Required action: Take from the records below each line that holds "Wegmans".

Excerpts from a dataset:
= = =

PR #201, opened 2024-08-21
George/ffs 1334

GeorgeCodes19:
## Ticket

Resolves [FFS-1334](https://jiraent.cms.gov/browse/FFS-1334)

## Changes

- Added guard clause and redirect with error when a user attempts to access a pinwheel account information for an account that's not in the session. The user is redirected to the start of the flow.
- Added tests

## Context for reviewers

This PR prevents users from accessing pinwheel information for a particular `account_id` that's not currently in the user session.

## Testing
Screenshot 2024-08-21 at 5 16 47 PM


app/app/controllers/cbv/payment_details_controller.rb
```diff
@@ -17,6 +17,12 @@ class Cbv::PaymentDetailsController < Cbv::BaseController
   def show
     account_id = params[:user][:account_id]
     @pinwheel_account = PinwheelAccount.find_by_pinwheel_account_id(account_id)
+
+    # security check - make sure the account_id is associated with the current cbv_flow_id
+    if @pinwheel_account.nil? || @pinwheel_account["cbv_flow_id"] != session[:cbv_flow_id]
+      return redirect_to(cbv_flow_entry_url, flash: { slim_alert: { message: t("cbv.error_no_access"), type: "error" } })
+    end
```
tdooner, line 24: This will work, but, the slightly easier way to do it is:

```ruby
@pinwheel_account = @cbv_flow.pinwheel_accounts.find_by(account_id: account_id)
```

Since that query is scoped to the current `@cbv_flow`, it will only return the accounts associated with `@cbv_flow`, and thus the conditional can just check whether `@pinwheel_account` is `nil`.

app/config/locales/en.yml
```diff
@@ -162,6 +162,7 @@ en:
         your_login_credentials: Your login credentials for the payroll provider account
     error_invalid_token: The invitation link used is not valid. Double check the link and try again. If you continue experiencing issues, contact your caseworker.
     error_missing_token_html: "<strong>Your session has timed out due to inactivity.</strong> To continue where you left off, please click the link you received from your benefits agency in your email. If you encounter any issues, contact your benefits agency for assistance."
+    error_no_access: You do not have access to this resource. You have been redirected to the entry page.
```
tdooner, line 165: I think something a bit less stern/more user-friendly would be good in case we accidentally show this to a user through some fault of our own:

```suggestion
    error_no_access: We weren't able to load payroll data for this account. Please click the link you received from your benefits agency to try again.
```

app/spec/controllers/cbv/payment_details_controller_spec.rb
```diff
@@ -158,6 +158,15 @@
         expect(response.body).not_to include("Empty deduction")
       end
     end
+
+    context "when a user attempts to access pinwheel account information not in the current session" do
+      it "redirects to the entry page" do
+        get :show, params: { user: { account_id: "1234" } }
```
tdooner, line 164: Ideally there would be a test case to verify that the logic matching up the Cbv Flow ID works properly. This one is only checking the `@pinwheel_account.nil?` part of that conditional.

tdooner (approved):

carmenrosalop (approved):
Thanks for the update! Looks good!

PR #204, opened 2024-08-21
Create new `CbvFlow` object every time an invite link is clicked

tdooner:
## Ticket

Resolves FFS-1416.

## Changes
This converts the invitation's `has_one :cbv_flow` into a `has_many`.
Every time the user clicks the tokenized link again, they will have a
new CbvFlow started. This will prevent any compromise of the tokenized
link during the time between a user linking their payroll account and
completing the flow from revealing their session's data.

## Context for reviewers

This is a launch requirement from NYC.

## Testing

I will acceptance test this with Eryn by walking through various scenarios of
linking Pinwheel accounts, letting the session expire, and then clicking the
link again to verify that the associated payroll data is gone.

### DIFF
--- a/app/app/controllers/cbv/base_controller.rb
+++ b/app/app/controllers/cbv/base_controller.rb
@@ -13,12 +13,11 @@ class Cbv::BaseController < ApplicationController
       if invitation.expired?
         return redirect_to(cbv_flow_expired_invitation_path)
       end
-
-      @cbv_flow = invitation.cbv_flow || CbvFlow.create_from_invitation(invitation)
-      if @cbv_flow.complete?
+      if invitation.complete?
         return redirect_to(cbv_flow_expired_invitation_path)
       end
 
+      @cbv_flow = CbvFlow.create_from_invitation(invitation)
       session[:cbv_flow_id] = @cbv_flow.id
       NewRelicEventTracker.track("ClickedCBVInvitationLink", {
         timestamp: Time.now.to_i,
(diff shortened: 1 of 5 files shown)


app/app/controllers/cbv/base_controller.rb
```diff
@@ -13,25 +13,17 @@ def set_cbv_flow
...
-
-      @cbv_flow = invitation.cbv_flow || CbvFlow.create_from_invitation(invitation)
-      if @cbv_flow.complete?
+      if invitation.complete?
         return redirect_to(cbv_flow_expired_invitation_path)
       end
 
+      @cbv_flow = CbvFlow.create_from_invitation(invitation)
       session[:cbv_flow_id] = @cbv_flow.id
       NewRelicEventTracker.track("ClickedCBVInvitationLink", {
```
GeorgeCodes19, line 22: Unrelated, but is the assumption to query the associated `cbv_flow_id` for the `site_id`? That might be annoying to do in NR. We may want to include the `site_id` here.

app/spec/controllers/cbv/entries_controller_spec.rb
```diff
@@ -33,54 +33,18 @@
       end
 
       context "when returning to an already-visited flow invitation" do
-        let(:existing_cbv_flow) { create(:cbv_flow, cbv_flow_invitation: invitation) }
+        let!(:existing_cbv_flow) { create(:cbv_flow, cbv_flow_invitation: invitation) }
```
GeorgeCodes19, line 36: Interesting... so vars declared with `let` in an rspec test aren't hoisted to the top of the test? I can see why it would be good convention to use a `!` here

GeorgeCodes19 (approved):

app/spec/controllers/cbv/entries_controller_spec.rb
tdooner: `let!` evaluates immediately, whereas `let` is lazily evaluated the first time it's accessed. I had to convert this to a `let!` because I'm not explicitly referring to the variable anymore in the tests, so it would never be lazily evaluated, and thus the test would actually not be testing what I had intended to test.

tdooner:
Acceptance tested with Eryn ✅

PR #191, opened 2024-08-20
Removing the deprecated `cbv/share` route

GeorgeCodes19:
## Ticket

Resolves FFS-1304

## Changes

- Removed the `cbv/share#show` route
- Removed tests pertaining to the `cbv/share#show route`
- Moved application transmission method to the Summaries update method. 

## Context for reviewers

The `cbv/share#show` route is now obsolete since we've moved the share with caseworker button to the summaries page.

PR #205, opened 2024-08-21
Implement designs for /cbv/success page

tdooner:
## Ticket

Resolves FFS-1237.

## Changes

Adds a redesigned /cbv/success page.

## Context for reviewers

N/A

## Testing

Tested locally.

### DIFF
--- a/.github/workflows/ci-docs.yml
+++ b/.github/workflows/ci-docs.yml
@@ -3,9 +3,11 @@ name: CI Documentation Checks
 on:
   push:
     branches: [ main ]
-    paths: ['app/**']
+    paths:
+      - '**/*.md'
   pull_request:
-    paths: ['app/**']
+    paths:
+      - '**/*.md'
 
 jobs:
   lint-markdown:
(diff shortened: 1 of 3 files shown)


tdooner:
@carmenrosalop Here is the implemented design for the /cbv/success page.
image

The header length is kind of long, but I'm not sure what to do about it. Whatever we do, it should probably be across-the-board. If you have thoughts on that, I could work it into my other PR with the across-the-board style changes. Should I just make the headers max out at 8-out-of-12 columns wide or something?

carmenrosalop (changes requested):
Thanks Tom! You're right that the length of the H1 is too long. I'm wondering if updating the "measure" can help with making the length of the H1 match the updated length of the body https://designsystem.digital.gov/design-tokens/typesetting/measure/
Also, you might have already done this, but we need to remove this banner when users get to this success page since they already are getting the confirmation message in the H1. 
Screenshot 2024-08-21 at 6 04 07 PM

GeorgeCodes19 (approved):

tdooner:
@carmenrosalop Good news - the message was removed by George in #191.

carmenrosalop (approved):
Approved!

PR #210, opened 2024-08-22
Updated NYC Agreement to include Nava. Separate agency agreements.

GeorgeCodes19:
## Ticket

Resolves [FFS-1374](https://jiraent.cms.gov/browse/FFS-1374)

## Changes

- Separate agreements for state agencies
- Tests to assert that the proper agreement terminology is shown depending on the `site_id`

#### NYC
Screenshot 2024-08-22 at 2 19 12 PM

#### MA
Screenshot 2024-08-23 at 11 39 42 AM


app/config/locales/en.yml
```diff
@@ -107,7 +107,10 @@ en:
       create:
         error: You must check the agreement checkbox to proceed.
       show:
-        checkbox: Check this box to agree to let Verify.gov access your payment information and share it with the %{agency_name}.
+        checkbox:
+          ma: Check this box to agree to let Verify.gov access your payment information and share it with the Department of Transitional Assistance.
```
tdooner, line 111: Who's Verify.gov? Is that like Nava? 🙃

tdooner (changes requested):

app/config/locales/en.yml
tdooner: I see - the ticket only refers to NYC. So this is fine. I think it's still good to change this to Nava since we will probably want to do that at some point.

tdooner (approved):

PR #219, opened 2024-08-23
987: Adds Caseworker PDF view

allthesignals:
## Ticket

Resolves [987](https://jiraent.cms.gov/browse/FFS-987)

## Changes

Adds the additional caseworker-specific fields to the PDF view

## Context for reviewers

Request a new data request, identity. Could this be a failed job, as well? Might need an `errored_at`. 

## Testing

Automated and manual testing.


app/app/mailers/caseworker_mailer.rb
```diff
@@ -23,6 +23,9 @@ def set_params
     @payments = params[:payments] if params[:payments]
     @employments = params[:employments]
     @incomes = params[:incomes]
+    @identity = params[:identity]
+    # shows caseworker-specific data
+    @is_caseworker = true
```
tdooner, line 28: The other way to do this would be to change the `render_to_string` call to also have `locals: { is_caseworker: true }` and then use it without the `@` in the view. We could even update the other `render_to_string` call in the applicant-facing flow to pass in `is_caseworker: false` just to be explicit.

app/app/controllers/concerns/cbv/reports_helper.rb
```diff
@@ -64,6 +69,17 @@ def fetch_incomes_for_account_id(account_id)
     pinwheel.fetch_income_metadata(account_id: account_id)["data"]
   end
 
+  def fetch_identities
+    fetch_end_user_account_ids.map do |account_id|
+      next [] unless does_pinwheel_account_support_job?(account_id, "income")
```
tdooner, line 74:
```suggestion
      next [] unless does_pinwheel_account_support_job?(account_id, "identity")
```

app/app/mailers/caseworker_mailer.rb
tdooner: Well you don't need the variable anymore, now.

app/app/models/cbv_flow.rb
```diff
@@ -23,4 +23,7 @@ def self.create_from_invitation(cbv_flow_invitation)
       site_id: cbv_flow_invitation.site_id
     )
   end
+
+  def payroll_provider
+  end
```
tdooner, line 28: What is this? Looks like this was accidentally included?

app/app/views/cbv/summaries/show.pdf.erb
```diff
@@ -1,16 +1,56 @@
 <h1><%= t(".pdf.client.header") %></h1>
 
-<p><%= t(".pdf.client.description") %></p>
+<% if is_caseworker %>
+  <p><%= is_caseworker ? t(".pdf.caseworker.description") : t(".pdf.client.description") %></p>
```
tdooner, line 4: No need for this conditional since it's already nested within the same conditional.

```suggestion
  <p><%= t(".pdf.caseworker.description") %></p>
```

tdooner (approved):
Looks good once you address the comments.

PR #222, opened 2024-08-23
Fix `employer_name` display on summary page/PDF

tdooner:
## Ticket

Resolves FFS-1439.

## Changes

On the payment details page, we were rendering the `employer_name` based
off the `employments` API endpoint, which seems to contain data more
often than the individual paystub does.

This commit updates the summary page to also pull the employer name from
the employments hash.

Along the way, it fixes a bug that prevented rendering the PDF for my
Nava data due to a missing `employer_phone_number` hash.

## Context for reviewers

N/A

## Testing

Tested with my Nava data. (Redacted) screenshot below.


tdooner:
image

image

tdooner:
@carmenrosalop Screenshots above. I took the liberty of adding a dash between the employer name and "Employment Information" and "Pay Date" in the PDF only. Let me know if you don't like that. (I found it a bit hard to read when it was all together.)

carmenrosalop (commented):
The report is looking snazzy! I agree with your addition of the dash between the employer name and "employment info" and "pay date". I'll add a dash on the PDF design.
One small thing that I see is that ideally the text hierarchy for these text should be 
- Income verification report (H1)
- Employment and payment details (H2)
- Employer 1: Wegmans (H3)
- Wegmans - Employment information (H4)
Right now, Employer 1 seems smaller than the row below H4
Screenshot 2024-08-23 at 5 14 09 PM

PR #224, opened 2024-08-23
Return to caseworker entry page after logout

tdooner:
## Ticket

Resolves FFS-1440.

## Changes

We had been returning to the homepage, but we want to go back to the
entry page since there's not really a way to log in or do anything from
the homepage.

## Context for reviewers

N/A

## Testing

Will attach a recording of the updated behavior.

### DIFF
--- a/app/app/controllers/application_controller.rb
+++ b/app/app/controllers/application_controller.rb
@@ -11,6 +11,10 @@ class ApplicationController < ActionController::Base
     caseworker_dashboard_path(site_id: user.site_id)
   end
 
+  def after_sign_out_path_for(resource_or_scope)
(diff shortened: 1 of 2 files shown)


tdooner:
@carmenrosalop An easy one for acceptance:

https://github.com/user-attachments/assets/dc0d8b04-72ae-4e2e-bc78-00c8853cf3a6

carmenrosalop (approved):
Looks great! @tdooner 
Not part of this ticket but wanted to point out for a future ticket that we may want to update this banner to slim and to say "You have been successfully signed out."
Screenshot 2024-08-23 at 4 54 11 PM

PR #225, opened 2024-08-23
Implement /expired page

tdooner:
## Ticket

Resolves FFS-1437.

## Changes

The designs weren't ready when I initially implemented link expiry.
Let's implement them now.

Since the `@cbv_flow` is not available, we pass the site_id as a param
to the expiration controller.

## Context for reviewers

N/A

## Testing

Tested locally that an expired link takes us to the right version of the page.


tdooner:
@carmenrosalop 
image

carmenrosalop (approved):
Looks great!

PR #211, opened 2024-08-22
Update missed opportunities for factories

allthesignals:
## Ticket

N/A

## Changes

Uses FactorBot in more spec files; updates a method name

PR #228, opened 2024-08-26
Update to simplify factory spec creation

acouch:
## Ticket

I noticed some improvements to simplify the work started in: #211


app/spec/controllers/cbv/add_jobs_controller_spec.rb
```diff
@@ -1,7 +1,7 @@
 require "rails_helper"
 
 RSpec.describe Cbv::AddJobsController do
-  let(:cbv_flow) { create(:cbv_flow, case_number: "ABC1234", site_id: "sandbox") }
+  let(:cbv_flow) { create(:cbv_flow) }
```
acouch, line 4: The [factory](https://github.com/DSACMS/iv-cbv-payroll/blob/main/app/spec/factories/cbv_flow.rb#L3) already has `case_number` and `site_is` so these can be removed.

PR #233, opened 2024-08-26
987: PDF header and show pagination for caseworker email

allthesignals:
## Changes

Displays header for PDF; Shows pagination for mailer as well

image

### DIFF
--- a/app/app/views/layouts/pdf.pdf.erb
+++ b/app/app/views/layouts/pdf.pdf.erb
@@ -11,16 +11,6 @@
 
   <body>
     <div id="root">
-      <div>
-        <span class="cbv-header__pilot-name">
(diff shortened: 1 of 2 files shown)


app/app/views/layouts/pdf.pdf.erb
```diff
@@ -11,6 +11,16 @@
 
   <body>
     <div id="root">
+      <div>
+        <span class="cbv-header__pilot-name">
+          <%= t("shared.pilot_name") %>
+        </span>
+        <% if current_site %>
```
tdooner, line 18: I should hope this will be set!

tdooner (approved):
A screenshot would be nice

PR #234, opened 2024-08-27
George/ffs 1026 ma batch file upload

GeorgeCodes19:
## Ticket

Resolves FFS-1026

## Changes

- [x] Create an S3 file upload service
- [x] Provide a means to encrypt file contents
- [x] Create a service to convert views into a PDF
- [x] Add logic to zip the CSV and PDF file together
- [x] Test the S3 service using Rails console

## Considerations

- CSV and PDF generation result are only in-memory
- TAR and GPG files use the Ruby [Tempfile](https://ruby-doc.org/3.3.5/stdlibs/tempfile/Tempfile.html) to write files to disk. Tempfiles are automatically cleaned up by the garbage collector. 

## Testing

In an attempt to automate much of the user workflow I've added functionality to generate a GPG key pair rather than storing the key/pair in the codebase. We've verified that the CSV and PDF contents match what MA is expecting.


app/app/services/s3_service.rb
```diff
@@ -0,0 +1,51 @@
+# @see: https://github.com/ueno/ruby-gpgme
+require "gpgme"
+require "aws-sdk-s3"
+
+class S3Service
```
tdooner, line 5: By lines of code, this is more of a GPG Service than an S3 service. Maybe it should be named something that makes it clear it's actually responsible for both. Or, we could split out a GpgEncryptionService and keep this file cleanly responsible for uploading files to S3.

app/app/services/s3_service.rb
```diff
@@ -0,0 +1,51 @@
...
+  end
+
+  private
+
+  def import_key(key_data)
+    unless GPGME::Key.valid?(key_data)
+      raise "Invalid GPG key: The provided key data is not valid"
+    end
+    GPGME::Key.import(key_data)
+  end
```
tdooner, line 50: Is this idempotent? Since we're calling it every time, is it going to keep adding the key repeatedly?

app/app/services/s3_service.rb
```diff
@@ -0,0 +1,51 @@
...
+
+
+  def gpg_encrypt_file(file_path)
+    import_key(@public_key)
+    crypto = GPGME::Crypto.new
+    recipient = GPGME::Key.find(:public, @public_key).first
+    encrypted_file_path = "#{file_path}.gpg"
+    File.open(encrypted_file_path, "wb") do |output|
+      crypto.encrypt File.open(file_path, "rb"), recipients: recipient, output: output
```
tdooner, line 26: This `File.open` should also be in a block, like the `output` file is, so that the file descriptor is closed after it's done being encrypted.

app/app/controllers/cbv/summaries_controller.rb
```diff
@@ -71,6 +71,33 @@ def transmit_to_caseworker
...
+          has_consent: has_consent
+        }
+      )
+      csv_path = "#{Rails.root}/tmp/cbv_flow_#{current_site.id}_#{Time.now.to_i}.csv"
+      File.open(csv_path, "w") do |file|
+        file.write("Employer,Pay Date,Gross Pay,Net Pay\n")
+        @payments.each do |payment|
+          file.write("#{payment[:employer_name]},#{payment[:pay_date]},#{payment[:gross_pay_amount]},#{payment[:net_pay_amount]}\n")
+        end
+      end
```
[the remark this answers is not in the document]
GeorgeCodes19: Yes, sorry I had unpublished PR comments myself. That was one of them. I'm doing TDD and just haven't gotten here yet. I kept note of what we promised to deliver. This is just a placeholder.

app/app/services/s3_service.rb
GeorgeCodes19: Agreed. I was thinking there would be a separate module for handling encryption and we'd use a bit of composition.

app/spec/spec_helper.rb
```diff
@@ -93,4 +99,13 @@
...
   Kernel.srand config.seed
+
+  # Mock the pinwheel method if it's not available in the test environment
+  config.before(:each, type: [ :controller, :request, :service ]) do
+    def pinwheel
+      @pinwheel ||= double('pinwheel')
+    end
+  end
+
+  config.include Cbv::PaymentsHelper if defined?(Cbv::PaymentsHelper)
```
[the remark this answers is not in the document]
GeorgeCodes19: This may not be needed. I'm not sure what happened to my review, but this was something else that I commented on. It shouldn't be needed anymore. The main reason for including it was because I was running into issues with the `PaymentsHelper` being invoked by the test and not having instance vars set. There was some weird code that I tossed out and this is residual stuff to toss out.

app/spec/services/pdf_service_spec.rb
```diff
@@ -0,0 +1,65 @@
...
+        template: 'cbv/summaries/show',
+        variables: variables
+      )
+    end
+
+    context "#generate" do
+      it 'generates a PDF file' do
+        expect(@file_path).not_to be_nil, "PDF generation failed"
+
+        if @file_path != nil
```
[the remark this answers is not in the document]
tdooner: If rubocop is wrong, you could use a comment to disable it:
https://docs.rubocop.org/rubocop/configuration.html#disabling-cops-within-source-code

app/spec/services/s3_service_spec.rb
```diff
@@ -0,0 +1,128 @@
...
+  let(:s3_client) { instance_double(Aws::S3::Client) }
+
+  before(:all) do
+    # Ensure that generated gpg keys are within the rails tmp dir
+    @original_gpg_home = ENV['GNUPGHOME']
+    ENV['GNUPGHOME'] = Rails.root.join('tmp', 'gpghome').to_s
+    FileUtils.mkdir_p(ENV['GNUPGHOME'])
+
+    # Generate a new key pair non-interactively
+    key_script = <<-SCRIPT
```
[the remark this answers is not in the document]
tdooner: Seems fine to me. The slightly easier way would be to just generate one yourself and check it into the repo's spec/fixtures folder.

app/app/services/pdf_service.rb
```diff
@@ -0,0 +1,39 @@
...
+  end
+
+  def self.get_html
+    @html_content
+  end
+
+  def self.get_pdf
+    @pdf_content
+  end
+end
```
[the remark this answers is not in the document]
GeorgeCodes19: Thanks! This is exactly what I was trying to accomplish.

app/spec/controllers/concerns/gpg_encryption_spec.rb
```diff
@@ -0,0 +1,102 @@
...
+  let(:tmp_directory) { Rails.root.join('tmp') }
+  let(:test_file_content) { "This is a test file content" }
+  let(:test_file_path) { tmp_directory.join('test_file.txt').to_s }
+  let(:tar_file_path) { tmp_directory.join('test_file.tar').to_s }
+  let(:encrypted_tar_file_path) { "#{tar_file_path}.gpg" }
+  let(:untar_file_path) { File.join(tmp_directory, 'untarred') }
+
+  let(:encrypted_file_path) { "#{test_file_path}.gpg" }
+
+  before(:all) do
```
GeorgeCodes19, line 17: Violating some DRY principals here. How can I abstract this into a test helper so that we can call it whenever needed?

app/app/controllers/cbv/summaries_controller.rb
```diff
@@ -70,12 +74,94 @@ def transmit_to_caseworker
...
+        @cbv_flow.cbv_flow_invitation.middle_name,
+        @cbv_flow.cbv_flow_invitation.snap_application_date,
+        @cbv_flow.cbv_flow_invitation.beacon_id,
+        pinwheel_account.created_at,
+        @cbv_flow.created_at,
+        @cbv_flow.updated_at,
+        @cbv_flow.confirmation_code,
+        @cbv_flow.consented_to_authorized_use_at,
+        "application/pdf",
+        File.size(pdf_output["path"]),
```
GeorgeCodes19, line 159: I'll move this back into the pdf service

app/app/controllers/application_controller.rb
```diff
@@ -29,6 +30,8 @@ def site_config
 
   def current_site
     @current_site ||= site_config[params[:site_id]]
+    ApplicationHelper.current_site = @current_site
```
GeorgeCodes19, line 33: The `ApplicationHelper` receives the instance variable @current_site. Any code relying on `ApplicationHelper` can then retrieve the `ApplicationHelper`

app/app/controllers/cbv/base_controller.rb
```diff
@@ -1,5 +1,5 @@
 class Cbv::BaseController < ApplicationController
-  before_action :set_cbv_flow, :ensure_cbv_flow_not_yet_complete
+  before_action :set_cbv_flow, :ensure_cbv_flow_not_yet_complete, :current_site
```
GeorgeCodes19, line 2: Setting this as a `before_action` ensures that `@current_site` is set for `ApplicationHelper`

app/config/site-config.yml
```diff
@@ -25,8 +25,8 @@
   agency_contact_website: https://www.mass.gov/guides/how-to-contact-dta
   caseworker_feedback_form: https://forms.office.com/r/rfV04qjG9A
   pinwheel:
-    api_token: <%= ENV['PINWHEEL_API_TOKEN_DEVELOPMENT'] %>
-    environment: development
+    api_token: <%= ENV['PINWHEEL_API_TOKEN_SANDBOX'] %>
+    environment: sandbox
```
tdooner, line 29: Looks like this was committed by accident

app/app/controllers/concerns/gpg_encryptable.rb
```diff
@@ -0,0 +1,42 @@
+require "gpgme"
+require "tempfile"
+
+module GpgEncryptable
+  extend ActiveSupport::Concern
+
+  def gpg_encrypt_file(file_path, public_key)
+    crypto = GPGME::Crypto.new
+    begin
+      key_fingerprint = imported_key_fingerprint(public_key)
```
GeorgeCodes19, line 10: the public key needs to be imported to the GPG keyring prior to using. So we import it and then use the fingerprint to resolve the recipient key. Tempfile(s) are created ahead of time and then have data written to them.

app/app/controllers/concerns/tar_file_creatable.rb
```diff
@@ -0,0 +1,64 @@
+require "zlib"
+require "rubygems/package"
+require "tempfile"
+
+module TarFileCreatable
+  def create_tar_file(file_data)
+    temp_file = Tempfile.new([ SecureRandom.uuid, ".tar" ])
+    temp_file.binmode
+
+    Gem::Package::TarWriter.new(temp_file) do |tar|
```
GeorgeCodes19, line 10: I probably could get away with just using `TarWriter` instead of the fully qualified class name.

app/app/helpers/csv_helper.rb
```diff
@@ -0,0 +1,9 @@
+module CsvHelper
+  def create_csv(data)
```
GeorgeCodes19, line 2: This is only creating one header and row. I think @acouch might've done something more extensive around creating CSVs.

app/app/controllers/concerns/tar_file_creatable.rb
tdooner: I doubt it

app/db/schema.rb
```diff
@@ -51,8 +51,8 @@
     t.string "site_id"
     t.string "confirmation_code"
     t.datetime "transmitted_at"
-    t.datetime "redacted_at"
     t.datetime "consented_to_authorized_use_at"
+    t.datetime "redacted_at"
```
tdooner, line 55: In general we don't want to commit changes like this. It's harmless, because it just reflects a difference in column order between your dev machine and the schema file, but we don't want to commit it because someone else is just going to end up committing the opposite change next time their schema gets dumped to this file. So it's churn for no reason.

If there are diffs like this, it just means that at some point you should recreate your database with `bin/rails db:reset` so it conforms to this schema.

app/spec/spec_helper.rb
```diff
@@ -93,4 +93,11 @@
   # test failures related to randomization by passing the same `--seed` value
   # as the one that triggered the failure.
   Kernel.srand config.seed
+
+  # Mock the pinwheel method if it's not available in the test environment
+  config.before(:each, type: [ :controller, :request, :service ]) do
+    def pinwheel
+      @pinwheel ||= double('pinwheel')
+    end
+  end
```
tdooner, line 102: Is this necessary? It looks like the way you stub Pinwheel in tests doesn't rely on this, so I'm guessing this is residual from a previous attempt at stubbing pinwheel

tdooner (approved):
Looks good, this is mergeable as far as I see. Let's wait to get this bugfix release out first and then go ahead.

= = =

Your solution:
- Employer 1: Wegmans (H3)
- Wegmans - Employment information (H4)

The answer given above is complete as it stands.